Society Magazine

Catholics with Obedient Courage

Posted on the 15 December 2014 by Brutallyhonest @Ricksteroni

A number of them showed up on my reading radar and I was pleasantly surprised to see their stories in the Washington Post:

When Eve Tushnet converted to Catholicism in 1998, she thought she might be the world’s first celibate Catholic lesbian.

Having grown up in a liberal, upper Northwest Washington home before moving on to Yale University, the then-19-year-old knew no other gay Catholics who embraced the church’s ban on sex outside heterosexual marriage. Her decision to abstain made her an outlier.

“Everyone I knew totally rejected it,” she said of the church’s teaching on gay sexuality.

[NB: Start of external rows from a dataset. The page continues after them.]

PR #11023, opened 2021-06-17
chore(lsp): Add `--parent-pid <pid>` flag

### LINKED ISSUE #11019: `deno lsp` should exit when the editor process no longer exists
When launching `deno lsp` it should check for the existence of the editor process every X seconds. If the editor process no longer exists, then it should exit.

This could be achieved reliably via a CLI flag:

```
deno lsp --parent-pid <pid>
```

The reason for a flag is because getting the parent pid without the flag is is not always reliable and using a CLI flag requires less platform specific code.

Refs:

https://github.com/denoland/vscode_deno/issues/374

dsherret:
This PR adds a new `--parent-pid <pid>` flag to `deno lsp` that when provided starts a task that checks for the existence of the provided process id (ex. vscode's) every 30 seconds. If the process doesn't exist (meaning the deno process has nothing interacting with it), then it terminates itself.

I am  not familiar with what the best way to check if a process is running on linux/mac. I am also not that familiar with win api. Please let me know if there is a better way of doing what's done in here.

Closes #11019

### DIFF
--- a/cli/flags.rs
+++ b/cli/flags.rs
@@ -85,7 +85,7 @@ pub enum DenoSubcommand {
     force: bool,
   },
   Lsp {
-    parent_pid: Option<usize>,
+    parent_pid: Option<u32>,
   },
   Lint {
     files: Vec<PathBuf>,
--- a/cli/flags.rs
+++ b/cli/flags.rs
@@ -84,7 +84,9 @@ pub enum DenoSubcommand {
     root: Option<PathBuf>,
     force: bool,
   },
-  Lsp,
+  Lsp {
+    parent_pid: Option<usize>,
+  },
   Lint {
     files: Vec<PathBuf>,
     ignore: Vec<PathBuf>,
@@ -876,6 +878,16 @@ go-to-definition support and automatic code formatting.
 
 How to connect various editors and IDEs to 'deno lsp':
 https://deno.land/manual/getting_started/setup_your_environment#editors-and-ides")
+    .arg(
+      Arg::with_name("parent-pid")
+        .long("parent-pid")
+        .help("The parent process id to periodically check for the existence of or exit")
+        .takes_value(true)
+        .validator(|val: String| match val.parse::<usize>() {
+          Ok(_) => Ok(()),
+          Err(_) => Err("parent-pid should be a number".to_string()),
+        }),
+    )
 }
 
 fn lint_subcommand<'a, 'b>() -> App<'a, 'b> {
@@ -1621,8 +1633,11 @@ fn install_parse(flags: &mut Flags, matches: &clap::ArgMatches) {
   };
 }
 
-fn lsp_parse(flags: &mut Flags, _matches: &clap::ArgMatches) {
-  flags.subcommand = DenoSubcommand::Lsp;
+fn lsp_parse(flags: &mut Flags, matches: &clap::ArgMatches) {
+  let parent_pid = matches
+    .value_of("parent-pid")
+    .map(|val| val.parse().unwrap());
+  flags.subcommand = DenoSubcommand::Lsp { parent_pid };
 }
 
 fn lint_parse(flags: &mut Flags, matches: &clap::ArgMatches) {
@@ -2308,10 +2323,24 @@ mod tests {
     assert_eq!(
       r.unwrap(),
       Flags {
-        subcommand: DenoSubcommand::Lsp,
+        subcommand: DenoSubcommand::Lsp { parent_pid: None },
         ..Flags::default()
       }
     );
+
+    let r = flags_from_vec(svec!["deno", "lsp", "--parent-pid", "5"]);
+    assert_eq!(
+      r.unwrap(),
+      Flags {
+        subcommand: DenoSubcommand::Lsp {
+          parent_pid: Some(5),
+        },
+        ..Flags::default()
+      }
+    );
+
+    let r = flags_from_vec(svec!["deno", "lsp", "--parent-pid", "invalid-arg"]);
+    assert!(r.is_err());
   }
 
   #[test]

Today, Tushnet is a leader in a small but growing movement of celibate gay Christians who find it
Courageeasier than before to be out of the closet in their traditional churches because they’re celibate.

...

Josh Gonnerman, 29, a theology PhD student at Catholic University, writes for the spiritualfriendship site and speaks easily about embracing his gayness. When he came out in the mid-2000s, Gonnerman says, church leaders weren’t speaking about celibacy because they had “sort of thrown their lot in with the Republican Party” and wouldn’t talk inclusively in any way about LGBT people. The LGBT group he and Tushnet are part of at Cathedral of St. Matthew the Apostle, he said, has gone from more of a “support group” to something more upbeat that organizes social and spiritual activities for members — not all of whom accept church teaching on celibacy.

“There is this shift from the more negative to the more positive,” he said. “In the past, the Catholic approach was: ‘Oh, sucks for you’ [that you’re gay]. The emphasis was on the difficulty. Celibacy is being reimagined.”

Read the whole thing.

More times than not, I'll read or hear about nominal Catholics who struggle with the Church's teachings on a variety of issues.  Attending Mass regularly, the Eucharist, gay marriage, you name it.  The only authority many of them are willing to yield to is the authority that guides them on what to have for breakfast or what to tape on the DVR.  

It's refreshing to read about people like Ms. Tushnet and Mr. Gonnerman who embrace the faith and attempt to bend to the Church's teachings rather than succumb to the authority of self.

God bless 'em.  God give the faithful and those attempting to be faithful the same courage and strength.